*** Opening Information shown ***
PR #2442, opened 2020-06-05
update .clang-tidy based on Discord comments

Goober5000:
This removes `readability-avoid-const-params-in-decls` from the list of things clang checks.  Function declarations and headers should be the same, so it makes no sense to warn about `const` in one but not the other.

This also alphabetizes the exceptions for easier reading.

### DIFF
--- a/.clang-tidy
+++ b/.clang-tidy
@@ -1,20 +1,22 @@
 ---
 Checks: "-*,\
 modernize-*,\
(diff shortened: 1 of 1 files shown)


Goober5000:
All required checks in the Travis CI section passed.  Not sure why it isn't showing green, but this isn't the first PR Travis has stalled on, so I'm merging it.

PR #2443, opened 2020-06-05
refine ShipStatus::EXITED state

Goober5000:
There is a slight discontinuity where ships that are destroyed have their mission log entries added a bit before `ship_cleanup` is called.  This addresses that.


Goober5000:
With all checks passing and Travis still stalling, I'm merging this.

PR #2447, opened 2020-06-06
Fix a lab issue and add more explosions

The-E:
This adds the ability to make individual subsystems explode and fixes an issue with font rendering if a non-standard font is used as the main UI font.


asarium (approved):

Goober5000 (approved):
More explosions are always good.

PR #3272, opened 2021-03-03
Translateable Asteroid Impact Time

NovachenFS2:
The english "Impact:" is translateable for targetable bombs, but not for Asteroids in escort missions through asteroid fields. This PR fixes that. Both "Impact:" entries are now translateable through the same string in strings.tbl.


JohnAFernandez (approved):
Glad to see this was easy to find and fix. :)

PR #3273, opened 2021-03-03
Translateable Asteroid Name in Asteroid Fields

NovachenFS2:
Never noticed this, as Asteroid translates to Asteroid in German 😆.
However after i switched to another language i found out, that the English name is used in the target monitor aswell in the target brackets.
This applies to the generated Asteroids you can target in Asteroid Fields, which is widely used in any kind of Escort Missions through them.
So this is actually a follow up to #3272.

This PR change the Asteroid's name to a translateable one by the strings.tbl.
I decided to use the already established ID 431, as that one is used for the displayed name after you clicked on the Asteroid Field icon image in mission briefings.
I can not think of a scenario, where this name should be any different.

### DIFF
--- a/code/hud/hudtargetbox.cpp
+++ b/code/hud/hudtargetbox.cpp
@@ -1160,7 +1160,7 @@ void HudGaugeTargetBox::renderTargetAsteroid(object *target_objp)
 		case ASTEROID_TYPE_SMALL:
 		case ASTEROID_TYPE_MEDIUM:
 		case ASTEROID_TYPE_LARGE:
-			strcpy_s(hud_name, NOX("asteroid"));
+			strcpy_s(hud_name, XSTR("Asteroid", 431));
 			break;
 
 		default:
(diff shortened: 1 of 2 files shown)


code/hud/hudtargetbox.cpp
```diff
@@ -1160,7 +1160,7 @@ void HudGaugeTargetBox::renderTargetAsteroid(object *target_objp)
 		case ASTEROID_TYPE_SMALL:
 		case ASTEROID_TYPE_MEDIUM:
 		case ASTEROID_TYPE_LARGE:
-			strcpy_s(hud_name, NOX("asteroid"));
+			strcpy_s(hud_name, XSTR("Asteroid", 431));
```
Goober5000, line 1163: In English, the strings.tbl entry has a lowercase 'a'.  The NOX entry also has a lowercase 'a', so these match and the string should be changed to lowercase.

I was going to say that the hudbrackets.cpp change does not match and we may have a problem, *except* that the "debris" entry 348 is also lowercase, not uppercase as shown in the file.  So change both "asteroid" and "debris" to lowercase.

Goober5000 (changes requested):

Goober5000 (approved):
Looks good.

PR #3274, opened 2021-03-04
Add shooter damaging weapons

Baezon:
Weapons, beams and their descendants can't normally damage the ship that fired them. Now they can, if the modder wants them to.

The change to `PLAYER_KILLED_SELF` appears to have been a minor oversight that prevents the non-specific player self kill (`PLAYER_FLAGS_KILLED_SELF_UNKNOWN `) from actually giving a "you rekt urself" death message, since it checks `PLAYER_KILLED_SELF` first.


code/object/object_flags.h
```diff
@@ -27,6 +27,7 @@ namespace Object {
 		Marked,					// Object is marked (Fred).  Can be reused in FreeSpace for anything that won't be used by Fred.
 		Temp_marked,			// Temporarily marked (Fred).
 		Hidden,					// Object is hidden (not shown) and can't be manipulated
+		Collides_with_parent,	// Asteroth
```
JohnAFernandez, line 30: My only issue with this is that this needs a comment that it should only be set for weapons.   My initial reading of the changes to the collision code made me think that there was a mistake because a ship with the flag would have all of its weapons potentially collide with it.

JohnAFernandez (changes requested):

code/object/object_flags.h
Baezon: This was my fear as well, but I never observed it during my testing ¯\_(ツ)_/¯

Perhaps with different/more elaborate fire point set ups this could happen, but the sad fact is that if it happens, it would be very difficult to elegantly solve in the code, and by far the simplest solution would be to simply slightly move the firepoints away.

JohnAFernandez (approved):

PR #3275, opened 2021-03-06
addendum to u_offset

Goober5000:
This improves PR #3257 in two ways:
1) ~~If a beam has a `u_offset_local`, it will no longer step on the global `u_offset` every time it's fired~~
2) The frametime is updated after the beam fires, not before (so that the first frame will always be at offset zero)

### DIFF
--- a/code/weapon/beam.cpp
+++ b/code/weapon/beam.cpp
@@ -1276,10 +1276,10 @@ void beam_render(beam *b, float u_offset)
 
 	bwi = &Weapon_info[b->weapon_info_index].b_info;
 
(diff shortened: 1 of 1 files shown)


JohnAFernandez (approved):

Baezon:
I don't think `u_offset_local` actually steps on the global `u_offset`, since its sends in a copy as in an argument to `beam_render()`?

Goober5000:
> I don't think `u_offset_local` actually steps on the global `u_offset`, since its sends in a copy in an argument to `beam_render()`?

Oh, you're right. :thonk:  Good catch.

PR #3276, opened 2021-03-06
add small fix from SEXP containers PR

Goober5000:
While skimming the differencs in @jg18's branch of PR #3253...
https://github.com/jg18/fs2open.github.com/tree/feature/sexp-containers-revised

...I noticed a TODO that is almost certainly a genuine bugfix.  As such, it deserves its own PR.  The line in question was last modified in 2012 by @Karajorma, and the bugfix should test for the special-arg in the entire actions tree rather than just the first action.

### DIFF
--- a/code/parse/sexp.cpp
+++ b/code/parse/sexp.cpp
@@ -9491,7 +9491,7 @@ int eval_when(int n, int when_op_num)
 
 		// if the mod.tbl setting is in effect we want to each evaluate all the SEXPs for 
 		// each argument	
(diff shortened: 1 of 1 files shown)


wookieejedi (approved):
Nice catch.

Goober5000:
Well, I *think* this is a catch, but I'd like @Karajorma's opinion (since he wrote it) or @MageKing17's opinion (since he noticed a similar bug in the past) before merging it.

Goober5000:
Confirmed by @Karajorma as an actual bug fix.  Merging.

PR #3277, opened 2021-03-06
Turrets on movable submodels

Goober5000:
The code always assumed that turrets were part of a fixed reference frame with respect to the main model.  This updates the relevant turret calculation code (mainly FOV and turret normals) so that turrets now use the appropriate submodel functions.  As a result, turrets now work on movable submodels.

Note that most of the `turret_matrix` code has been ripped out because it assumes a fixed reference frame.  This isn't a problem because most of the code can be easily converted to use `turret_norm` via the submodel functions.  The only exception is the `Turret_alt_math` flag, whose code is rather inscrutable.  For those cases, I just regenerated a new turret matrix on the fly.  In the future, someone who is more familiar with that code should rewrite it to use `turret_norm`.

### DIFF
--- a/code/ai/aiturret.cpp
+++ b/code/ai/aiturret.cpp
@@ -159,8 +159,15 @@ bool is_object_radius_in_turret_fov(object *objp, ship_subsys *ss, vec3d *tvec, 
 		}
 
 		if (tp->flags[Model::Subsystem_Flags::Turret_alt_math]) {
+			// Since we no longer maintain world_to_turret_matrix, regenerate it here.
+			vec3d turret_norm;
+			matrix turret_matrix, world_to_turret_matrix;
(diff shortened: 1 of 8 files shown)


JohnAFernandez (approved):
You made this look easy.  I know it took a lot of background knowledge to get this to work, but it's such a clean patch.  I read through everything and the vector math makes sense.  So I'll approve, and I guess we'll wait for m!m or Asteroth to give it a second look.

Goober5000:
Thanks!  The heavy lifting was done pre-21.0.  Because of the rewritten code, this patch turned out to be pretty straightforward, and future patches (including submodel translation, which I'm working on now) should also be pretty straightforward.

Baezon (approved):
Indeed surprisingly simple! Looks good to me, when I have the time ill try to take a look at the alt math thing.

PR #3278, opened 2021-03-08
Switch to exponential fog and other nebula visibility improvements

Baezon:
After thinking about this for awhile, I really do think that straight switching to exponential fog over linear fog is the best solution for pretty much everyone, not least of which because it would be a crime to not get to see this in retail.

A comparison is here if you want to see the exact visual nature of the changes.:
https://imgur.com/a/DjooD9w
Those scenes are considered *equivalent* for the same fog near and far values! So a mission which looked like those linear pictures will from now on look like those exponential ones.

Additionally, pretty much everything I could think of now has the ability to be nebula fogged with some optional flags (because some mods rely on some of these things always being visible).

Some things that didn't work out or I couldn't figure out: the main fog equation says its " the same formula that is also used by the main shader" which is true, in `main-v.sdr` but in trying to update it to use the new system it crashed during shader compilation in some obscure place way outside of FSO code somehow, and in the only places I could find that this was used, 3D shockwaves and modeled thrusters, it would look like crap because fully fogged shows up as a distinctly brighter shade of the nebula BG bleeding through as an obvious silhouette (this is currently the case for modeled thrusters, but not for shockwaves because they have fog disabled currently), so I'm probably not going to bother because those are pretty niche situations anyway.


Goober5000 (commented):
The screenshots and video are very impressive, and I agree that this effect looks much better than the original fogging method, but there is one obstacle.  Many missions set the appearance of a certain ship to be triggered by a certain mission event, and if the fogging distance is altered, the timing could also get out of sync.  Examples are the appearance of the Trinity in Mystery of the Trinity; of the Knossos in Straight, No Chaser; of the Sathanas and Volition Bravos in Through the Looking Glass (Derelict); and there are probably others.

Kanangus:
> 
> 
> The screenshots and video are very impressive, and I agree that this effect looks much better than the original fogging method, but there is one obstacle. Many missions set the appearance of a certain ship to be triggered by a certain mission event, and if the fogging distance is altered, the timing could also get out of sync. Examples are the appearance of the Trinity in Mystery of the Trinity; of the Knossos in Straight, No Chaser; of the Sathanas and Volition Bravos in Through the Looking Glass (Derelict); and there are probably others.
> 
> So my question is: does this new effect change the timing of ship appearances?

Could we implement a toggle for legacy & exponential render modes per mission file on fog rendering?

Baezon:
I didn't notice it myself in mystery of the trinity, I didn't even know it spawned in. The behavior of the mission itself will be unchanged, but I suppose it is possible that if the ship is spawned in it may be noticeable, but this would only happen for unusually close spawn distances, certainly well within sensor range.

Switching between both modes is possible but I would really like to avoid it if possible, the only possible downsides and very niche and within that very minor as well, and are far outweighed by the benefits imo. And of course making it opt in would make it completely unusable for retail and very unlikely to be used for older nebula-heavy mods.

Goober5000:
None of the ships I mentioned use arrival cues or spawn tricks.  They're just placed so that if the player is matching speed with his wingmen, they will come out of the fog at precisely the right moment in the dialogue.

Baezon:
Ah ok, I understand, in which case yes it will affect the distance at which you can first see things, if only vaguely at that distance. Due to the differences in these falloff curves it is unavoidable to see farther in the long-range (though not with much detail) without obliterating the visibility of the mid-ranges.

Interestingly, in mystery of the trinity and straight no chaser I have *never* been able to see the trinity or knossos when it was called out and I suspect that if I crunch the numbers they are in fact still completely invisible when they do. In mystery of the trinity with the new fog it is only vaguely discernable when called out, at least in the times I tested it.

Baezon:
Ok, I'm noticing the current fogging is way more intense than it used to be. I have no idea what caused it or when, but apparently original fs2 fog is like 2 or 3 times farther than current FSO.

Baezon:
Ok fog figured out, doesn't really affect this PR.

Anyway, I think the distance ships become visible still fits very nicely with the original, if message timings are to be believed, it's just less "becomes visible" now more than it is "becomes discernable".

Here's Mystery of the Trinity and Through the Looking Glass, as soon as the relevant messages are triggered:

screen0143

screen0144

In both cases I didn't notice them until they were called out, but I *could* see them beforehand a few seconds if I knew exactly where to look and knew it was coming.

Goober5000:
That's good enough for me.  Happy to approve.

Goober5000 (approved):

PR #3284, opened 2021-03-11
Fix probability distribution of vm_vec_random_in_circle/sphere

Baezon:
Randomly getting a point on a circle/sphere edge and scaling inward by `frand()` is *not* a uniform distribution, as the comments say, this will bias the distribution towards the center, so introduce a factor to combat this. The only thing that should be noticeably affected that isn't just visual is beam aim 'jitter', since this is retail an optional parameter is added to to maintain this 'bias' (and also for trails because they look better that way)

As an aside, randomizing a vector's coordinates and normalizing is *also* not a uniform distribution over a spherical surface (ironically that method was introduced in the same PR that introduced the proper method for random_cone, which has been used for circle and sphere now).

screen0138

screen0139

### DIFF
--- a/code/math/vecmat.cpp
+++ b/code/math/vecmat.cpp
@@ -2261,7 +2261,7 @@ void vm_vec_random_in_circle(vec3d *out, const vec3d *in, const matrix *orient, 
 	vec3d temp;
 	float scalar = frand();
 
-	// sqrt because scaling inward increases the probability desnity by the square of its distance towards the center
+	// sqrt because scaling inward increases the probability density by the square of its proximity towards the center
 	if (!bias_towards_center)
 		scalar = sqrtf(scalar);
 
@@ -2274,7 +2274,7 @@ void vm_vec_random_in_circle(vec3d *out, const vec3d *in, const matrix *orient, 
 
 // given a start vector and a radius, generate a point in a spherical volume
 // if on_surface is true, the point will be on the surface of the sphere
-void vm_vec_random_in_sphere(vec3d *out, const vec3d *in, float radius, bool on_surface)
+void vm_vec_random_in_sphere(vec3d *out, const vec3d *in, float radius, bool on_surface, bool bias_towards_center)
 {
 	vec3d temp;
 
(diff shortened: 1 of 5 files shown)


code/math/vecmat.cpp
```diff
@@ -2256,15 +2256,20 @@ void vm_vec_random_cone(vec3d *out, const vec3d *in, float min_angle, float max_
...
 // if on_edge is true, the point will be on the edge of the circle
-void vm_vec_random_in_circle(vec3d *out, const vec3d *in, const matrix *orient, float radius, bool on_edge)
+void vm_vec_random_in_circle(vec3d *out, const vec3d *in, const matrix *orient, float radius, bool on_edge, bool bias_towards_center)
 {
 	vec3d temp;
+	float scalar = frand();
 
-	// point somewhere in the plane
-	vm_vec_scale_add(&temp, in, &orient->vec.rvec, on_edge ? radius : frand_range(0.0f, radius));
+	// sqrt because scaling inward increases the probability desnity by the square of its distance towards the center
```
Goober5000, line 2264: density

code/math/vecmat.cpp
```diff
@@ -2273,13 +2278,12 @@ void vm_vec_random_in_sphere(vec3d *out, const vec3d *in, float radius, bool on_
...
-	util::UniformFloatRange coords(-1.0f,1.0f);
-	vm_vec_make( &temp, coords.next(), coords.next(), coords.next() );
-	vm_vec_normalize(&temp);
+	float z = util::UniformFloatRange(-1, 1).next(); // Take a 2-sphere slice
+	float phi = util::UniformFloatRange(0.0f, PI2).next();
+	vm_vec_make(&temp, sqrtf(1.0f - z * z) * cosf(phi), sqrtf(1.0f - z * z) * sinf(phi), z); // Using the z-vec as the starting point
 
-	// We then add the scaled result to the initial position to get the final position
-	vm_vec_scale_add(out, in, &temp, on_surface ? radius : util::UniformFloatRange(0.0f, radius).next());
+	// cube root because scaling inward increases the probability desnity by the cube of its distance towards the center
```
Goober5000, line 2285: density

code/math/vecmat.cpp
```diff
@@ -2273,13 +2278,12 @@ void vm_vec_random_in_sphere(vec3d *out, const vec3d *in, float radius, bool on_
...
+	vm_vec_scale_add(out, in, &temp, on_surface ? radius : powf(util::UniformFloatRange(0.0f, 1.0f).next(), 0.333f) * radius);
```
Goober5000, line 2286: It would be nice to have a `bias_towards_center` parameter just like the companion function

code/weapon/beam.cpp
```diff
@@ -2437,7 +2437,7 @@ void beam_jitter_aim(beam *b, float aim)
 	vm_vector_2_matrix(&m, &forward, NULL, NULL);
 
 	// get a vector on the circle - this should appear to be pretty random
```
Goober5000, line 2439: Edit the comment to clarify it's random with a bias.  I know the `true` parameter should suffice but people might read just the comment and not look at that.

Goober5000 (changes requested):
A few thoughts

Goober5000 (changes requested):
Looks good.  One last request: Could you enhance the `randomInCircle` and `randomInSphere` scripting functions to use the new optional parameter?

Baezon:
Hmm, I suppose it should default to true for better backwards compatability?

Goober5000:
> Hmm, I suppose it should default to true for better backwards compatability?

Yup.

Goober5000:
> Hmm, I suppose it should default to true for better backwards compatability?

Defaulting to false is fine, and I think it is better for future proofing.  Just make sure the scripting functions use the compatible default and you should be okay.

Baezon:
As in, both the internal and scripting function should default to false (but allow for true if you want)?

Goober5000:
> As in, both the internal and scripting function should default to false (but allow for true if you want)?

I was thinking that the internal function should default to no biasing, but the scripting function should default to biasing to remain compatible with previous scripts.

Goober5000 (approved):
Very nice. :+1:

PR #3291, opened 2021-03-14
Peoperly initialize alpha decay exponent for contrails

Baezon:
Basically the same problem as #3255. I've run out of excuses, but I ran through weapons, afterburner trails and contrails with and without the new fields and everything seems to be set properly.


Goober5000 (approved):
Aha.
*** Closing Information shown ***
Give only the number of lines in the records that contain the string "explosions".

2